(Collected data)
<<<<
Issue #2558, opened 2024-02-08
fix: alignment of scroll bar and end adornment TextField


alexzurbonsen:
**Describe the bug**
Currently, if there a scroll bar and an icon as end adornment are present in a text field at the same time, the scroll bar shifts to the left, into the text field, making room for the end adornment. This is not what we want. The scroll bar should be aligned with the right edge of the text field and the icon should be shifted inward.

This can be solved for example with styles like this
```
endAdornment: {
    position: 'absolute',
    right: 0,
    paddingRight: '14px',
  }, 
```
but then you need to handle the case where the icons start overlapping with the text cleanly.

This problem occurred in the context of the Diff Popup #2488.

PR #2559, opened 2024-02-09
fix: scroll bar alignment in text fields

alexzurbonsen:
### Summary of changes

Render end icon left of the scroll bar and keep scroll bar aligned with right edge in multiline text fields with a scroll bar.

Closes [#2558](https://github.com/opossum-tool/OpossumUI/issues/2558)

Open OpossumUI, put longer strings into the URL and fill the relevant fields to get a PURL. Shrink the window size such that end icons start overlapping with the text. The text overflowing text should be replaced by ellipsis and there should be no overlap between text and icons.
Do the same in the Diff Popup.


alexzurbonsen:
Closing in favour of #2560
>>>>
<<<<
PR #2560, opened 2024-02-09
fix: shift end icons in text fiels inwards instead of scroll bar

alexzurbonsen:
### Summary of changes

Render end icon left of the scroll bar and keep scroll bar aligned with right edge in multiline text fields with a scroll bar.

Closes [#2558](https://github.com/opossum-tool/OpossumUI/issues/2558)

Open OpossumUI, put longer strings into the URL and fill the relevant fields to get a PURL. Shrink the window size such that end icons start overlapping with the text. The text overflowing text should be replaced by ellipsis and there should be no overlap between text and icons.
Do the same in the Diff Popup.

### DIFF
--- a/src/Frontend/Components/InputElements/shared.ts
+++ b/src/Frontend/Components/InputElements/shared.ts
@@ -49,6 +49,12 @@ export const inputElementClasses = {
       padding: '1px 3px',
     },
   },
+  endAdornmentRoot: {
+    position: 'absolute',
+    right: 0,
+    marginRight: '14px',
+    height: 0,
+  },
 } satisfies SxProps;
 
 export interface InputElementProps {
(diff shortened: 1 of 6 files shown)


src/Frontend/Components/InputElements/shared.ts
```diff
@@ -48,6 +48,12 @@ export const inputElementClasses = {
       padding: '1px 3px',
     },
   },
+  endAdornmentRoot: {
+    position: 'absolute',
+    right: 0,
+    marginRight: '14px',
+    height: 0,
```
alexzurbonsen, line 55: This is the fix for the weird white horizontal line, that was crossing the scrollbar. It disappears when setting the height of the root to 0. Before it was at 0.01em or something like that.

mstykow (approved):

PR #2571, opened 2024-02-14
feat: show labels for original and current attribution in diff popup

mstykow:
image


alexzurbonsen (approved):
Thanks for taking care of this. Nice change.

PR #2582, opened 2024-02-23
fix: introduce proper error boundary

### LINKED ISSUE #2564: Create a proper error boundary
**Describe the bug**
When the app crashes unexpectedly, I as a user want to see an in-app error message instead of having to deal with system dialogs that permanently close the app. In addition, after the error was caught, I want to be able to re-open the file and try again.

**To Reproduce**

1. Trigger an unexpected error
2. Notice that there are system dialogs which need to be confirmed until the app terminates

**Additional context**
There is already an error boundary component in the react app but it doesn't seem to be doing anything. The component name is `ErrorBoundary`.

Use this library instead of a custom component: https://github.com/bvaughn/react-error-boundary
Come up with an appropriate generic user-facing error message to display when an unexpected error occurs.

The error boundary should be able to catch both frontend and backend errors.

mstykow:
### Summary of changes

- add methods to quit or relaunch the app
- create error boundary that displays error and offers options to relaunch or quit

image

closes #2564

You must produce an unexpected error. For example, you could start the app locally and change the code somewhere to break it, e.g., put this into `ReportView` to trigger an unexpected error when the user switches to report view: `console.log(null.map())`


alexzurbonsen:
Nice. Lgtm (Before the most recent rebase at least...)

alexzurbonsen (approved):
>>>>
Required action.
Check each line of the records for "Nice" and copy the ones that contain it.

Response below.
Thanks for taking care of this. Nice change.
Nice. Lgtm (Before the most recent rebase at least...)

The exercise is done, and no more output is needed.